THE PROBLEM:
Copy all the lines of the data that include the word "equations".

SOURCE MATERIAL:
────────
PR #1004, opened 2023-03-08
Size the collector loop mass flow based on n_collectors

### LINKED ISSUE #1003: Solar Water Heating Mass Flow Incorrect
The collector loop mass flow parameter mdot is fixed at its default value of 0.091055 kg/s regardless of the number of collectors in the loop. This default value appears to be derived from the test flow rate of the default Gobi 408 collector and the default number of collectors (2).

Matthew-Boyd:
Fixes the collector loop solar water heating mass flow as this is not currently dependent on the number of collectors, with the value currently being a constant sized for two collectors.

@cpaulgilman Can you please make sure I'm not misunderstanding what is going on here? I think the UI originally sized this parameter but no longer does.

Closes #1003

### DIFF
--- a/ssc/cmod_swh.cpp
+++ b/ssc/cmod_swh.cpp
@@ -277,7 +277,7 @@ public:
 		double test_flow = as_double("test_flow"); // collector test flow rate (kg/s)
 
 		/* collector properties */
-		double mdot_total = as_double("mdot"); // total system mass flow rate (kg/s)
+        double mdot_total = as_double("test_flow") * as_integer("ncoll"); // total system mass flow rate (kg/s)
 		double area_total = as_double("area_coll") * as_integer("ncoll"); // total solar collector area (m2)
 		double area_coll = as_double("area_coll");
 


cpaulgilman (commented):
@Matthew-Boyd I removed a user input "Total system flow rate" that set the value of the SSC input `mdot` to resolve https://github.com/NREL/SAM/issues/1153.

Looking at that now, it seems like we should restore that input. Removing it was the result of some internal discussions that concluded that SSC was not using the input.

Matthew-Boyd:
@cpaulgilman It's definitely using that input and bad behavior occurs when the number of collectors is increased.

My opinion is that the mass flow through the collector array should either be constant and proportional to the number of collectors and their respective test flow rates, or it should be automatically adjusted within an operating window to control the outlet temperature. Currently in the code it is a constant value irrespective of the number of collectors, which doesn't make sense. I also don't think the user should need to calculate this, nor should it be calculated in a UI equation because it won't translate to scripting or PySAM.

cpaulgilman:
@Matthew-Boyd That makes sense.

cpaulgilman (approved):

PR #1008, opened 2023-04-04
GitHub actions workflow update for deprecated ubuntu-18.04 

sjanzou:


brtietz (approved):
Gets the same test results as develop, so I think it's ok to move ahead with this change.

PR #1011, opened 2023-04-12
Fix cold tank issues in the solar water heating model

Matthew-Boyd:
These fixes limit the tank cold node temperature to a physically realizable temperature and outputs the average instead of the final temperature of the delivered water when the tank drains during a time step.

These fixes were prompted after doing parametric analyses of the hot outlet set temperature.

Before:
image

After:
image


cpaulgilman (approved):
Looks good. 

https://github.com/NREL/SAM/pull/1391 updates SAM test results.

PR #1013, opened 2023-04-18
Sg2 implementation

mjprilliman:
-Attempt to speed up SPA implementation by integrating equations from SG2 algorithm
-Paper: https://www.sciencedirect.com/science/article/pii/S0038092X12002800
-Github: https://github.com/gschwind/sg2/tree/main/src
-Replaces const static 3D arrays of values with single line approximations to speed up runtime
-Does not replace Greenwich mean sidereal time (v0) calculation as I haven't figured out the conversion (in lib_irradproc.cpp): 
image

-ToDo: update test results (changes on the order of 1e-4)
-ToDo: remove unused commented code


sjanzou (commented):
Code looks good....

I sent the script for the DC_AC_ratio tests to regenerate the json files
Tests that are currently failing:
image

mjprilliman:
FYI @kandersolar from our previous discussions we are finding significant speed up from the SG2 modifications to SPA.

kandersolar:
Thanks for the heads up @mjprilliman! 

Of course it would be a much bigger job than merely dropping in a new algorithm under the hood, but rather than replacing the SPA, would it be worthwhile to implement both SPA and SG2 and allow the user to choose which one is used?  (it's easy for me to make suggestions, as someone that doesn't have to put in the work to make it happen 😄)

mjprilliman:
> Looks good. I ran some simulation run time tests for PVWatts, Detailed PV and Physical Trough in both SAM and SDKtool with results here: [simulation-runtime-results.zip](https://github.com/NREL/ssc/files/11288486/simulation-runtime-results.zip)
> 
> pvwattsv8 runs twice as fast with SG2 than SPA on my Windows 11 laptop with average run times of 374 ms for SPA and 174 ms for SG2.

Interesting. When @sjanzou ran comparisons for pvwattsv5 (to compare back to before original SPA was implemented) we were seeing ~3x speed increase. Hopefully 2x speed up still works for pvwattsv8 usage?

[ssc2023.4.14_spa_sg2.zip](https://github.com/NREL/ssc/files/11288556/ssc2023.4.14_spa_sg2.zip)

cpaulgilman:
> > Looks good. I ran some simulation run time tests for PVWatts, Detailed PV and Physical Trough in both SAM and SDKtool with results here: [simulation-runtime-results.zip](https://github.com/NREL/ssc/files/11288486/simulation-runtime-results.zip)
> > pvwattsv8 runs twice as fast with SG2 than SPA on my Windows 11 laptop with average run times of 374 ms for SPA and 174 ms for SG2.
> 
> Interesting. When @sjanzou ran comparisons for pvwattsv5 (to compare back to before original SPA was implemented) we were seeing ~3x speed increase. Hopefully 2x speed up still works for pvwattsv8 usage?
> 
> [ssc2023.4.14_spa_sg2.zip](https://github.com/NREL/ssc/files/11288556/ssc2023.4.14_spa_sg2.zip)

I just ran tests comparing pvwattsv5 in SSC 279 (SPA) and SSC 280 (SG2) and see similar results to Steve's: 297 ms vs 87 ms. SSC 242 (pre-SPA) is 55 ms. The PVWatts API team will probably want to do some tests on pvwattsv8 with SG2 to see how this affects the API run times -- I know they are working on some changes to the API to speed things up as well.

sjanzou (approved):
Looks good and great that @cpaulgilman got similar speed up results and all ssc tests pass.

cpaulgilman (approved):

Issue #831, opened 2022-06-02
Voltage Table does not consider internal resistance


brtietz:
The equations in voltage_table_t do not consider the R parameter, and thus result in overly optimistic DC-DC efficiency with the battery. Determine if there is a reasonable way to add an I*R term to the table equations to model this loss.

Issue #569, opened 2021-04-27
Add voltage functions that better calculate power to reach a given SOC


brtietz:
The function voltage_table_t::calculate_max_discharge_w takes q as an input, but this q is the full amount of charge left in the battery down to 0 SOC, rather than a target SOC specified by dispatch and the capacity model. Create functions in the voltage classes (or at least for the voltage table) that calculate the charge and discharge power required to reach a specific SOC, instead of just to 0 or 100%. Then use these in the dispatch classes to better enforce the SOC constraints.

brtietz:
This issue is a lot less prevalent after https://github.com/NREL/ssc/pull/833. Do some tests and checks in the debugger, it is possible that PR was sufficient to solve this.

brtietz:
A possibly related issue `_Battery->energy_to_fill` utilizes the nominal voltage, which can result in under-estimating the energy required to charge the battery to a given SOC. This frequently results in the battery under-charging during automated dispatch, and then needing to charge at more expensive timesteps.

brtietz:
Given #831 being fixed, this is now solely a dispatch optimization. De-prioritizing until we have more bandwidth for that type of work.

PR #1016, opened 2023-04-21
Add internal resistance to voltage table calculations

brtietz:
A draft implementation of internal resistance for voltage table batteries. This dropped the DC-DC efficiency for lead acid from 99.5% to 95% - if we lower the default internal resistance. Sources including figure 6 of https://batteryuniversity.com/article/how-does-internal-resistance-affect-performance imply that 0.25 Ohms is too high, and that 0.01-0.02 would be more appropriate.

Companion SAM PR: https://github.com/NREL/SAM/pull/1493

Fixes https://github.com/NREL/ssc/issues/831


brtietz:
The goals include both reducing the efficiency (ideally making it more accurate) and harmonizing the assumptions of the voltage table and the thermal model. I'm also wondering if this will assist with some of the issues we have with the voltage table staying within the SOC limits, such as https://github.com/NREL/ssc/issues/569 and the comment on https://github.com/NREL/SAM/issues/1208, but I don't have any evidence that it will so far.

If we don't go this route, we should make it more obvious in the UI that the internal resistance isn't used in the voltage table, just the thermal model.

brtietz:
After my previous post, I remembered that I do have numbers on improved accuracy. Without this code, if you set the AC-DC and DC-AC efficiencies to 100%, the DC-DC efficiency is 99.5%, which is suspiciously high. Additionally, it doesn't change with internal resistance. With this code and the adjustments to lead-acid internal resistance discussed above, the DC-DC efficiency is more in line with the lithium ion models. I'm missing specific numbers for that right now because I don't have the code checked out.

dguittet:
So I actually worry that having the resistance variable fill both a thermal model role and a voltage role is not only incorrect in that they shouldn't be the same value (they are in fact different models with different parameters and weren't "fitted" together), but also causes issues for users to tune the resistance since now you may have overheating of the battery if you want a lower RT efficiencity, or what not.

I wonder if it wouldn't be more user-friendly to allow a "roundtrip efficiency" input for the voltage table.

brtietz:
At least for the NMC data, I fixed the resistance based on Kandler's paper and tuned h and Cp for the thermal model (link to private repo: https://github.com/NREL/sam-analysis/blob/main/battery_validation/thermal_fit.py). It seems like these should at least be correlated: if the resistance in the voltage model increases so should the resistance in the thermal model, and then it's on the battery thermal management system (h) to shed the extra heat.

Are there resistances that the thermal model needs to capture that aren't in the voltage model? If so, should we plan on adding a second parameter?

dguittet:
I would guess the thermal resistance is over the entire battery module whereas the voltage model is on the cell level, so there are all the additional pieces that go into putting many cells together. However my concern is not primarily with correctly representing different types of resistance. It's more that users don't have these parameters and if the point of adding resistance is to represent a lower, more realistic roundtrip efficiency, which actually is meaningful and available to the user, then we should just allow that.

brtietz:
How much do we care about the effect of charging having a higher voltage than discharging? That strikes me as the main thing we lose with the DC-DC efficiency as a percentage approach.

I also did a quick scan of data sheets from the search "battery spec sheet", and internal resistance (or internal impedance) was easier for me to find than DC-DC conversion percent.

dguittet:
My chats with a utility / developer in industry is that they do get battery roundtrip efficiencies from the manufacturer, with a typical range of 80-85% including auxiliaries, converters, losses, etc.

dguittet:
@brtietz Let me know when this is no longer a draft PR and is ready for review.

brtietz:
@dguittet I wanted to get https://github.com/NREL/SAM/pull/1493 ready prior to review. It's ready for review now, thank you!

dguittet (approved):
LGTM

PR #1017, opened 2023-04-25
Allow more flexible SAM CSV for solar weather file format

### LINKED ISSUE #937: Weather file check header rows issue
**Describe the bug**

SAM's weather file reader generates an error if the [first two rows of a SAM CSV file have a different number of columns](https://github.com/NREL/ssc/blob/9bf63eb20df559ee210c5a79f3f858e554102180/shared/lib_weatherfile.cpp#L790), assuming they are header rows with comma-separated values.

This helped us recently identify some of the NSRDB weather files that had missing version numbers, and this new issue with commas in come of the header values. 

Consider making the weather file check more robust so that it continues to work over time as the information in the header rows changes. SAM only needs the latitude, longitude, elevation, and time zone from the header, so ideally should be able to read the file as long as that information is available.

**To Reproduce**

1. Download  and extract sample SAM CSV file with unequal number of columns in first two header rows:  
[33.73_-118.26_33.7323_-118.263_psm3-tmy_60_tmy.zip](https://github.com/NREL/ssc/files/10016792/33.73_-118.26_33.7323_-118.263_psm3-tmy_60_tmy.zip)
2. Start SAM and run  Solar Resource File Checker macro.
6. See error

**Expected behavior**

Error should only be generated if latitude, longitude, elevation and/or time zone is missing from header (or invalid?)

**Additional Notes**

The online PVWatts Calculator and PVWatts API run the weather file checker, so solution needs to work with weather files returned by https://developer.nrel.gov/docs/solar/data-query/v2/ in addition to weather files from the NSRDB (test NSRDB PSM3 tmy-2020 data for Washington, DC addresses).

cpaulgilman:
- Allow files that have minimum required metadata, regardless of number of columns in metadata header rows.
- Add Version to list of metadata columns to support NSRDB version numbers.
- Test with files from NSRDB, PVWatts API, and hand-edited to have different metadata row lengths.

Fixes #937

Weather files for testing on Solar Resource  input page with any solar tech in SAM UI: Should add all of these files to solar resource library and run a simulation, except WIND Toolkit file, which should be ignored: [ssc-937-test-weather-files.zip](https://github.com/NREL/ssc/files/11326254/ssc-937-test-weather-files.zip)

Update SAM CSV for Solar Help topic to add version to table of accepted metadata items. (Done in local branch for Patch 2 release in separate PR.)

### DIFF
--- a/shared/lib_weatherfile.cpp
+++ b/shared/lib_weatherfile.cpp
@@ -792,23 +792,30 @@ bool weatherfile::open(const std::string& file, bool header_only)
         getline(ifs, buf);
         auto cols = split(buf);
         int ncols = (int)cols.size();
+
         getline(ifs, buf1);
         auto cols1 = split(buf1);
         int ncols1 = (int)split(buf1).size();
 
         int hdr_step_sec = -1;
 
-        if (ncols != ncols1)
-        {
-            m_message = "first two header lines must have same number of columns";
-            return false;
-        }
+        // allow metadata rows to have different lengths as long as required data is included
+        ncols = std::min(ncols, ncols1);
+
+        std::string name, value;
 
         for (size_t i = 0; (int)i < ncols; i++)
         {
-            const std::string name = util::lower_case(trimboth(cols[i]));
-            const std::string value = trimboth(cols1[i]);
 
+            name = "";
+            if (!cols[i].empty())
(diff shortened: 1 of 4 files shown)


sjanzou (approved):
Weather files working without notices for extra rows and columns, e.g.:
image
────────
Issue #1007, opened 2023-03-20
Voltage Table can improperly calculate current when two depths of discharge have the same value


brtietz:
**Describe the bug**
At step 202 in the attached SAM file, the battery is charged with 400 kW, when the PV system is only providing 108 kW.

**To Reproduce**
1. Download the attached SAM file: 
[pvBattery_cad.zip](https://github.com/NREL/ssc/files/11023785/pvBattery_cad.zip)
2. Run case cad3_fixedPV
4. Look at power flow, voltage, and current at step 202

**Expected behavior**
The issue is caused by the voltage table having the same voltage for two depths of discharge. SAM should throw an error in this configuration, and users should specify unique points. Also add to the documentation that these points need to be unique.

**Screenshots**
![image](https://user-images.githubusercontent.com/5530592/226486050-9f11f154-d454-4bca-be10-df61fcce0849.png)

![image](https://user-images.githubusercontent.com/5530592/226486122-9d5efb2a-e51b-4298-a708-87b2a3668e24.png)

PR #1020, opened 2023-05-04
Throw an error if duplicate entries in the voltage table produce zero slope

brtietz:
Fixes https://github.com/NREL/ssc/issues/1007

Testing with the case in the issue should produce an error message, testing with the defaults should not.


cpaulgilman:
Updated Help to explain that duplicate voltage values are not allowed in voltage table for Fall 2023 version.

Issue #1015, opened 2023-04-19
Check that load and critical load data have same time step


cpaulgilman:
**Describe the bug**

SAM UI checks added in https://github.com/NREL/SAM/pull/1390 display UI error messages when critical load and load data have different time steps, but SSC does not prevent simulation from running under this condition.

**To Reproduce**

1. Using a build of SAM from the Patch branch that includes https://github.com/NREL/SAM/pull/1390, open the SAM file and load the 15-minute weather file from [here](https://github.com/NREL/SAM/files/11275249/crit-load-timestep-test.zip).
────────
FINISHED EXERCISE:
-Attempt to speed up SPA implementation by integrating equations from SG2 algorithm
The equations in voltage_table_t do not consider the R parameter, and thus result in overly optimistic DC-DC efficiency with the battery. Determine if there is a reasonable way to add an I*R term to the table equations to model this loss.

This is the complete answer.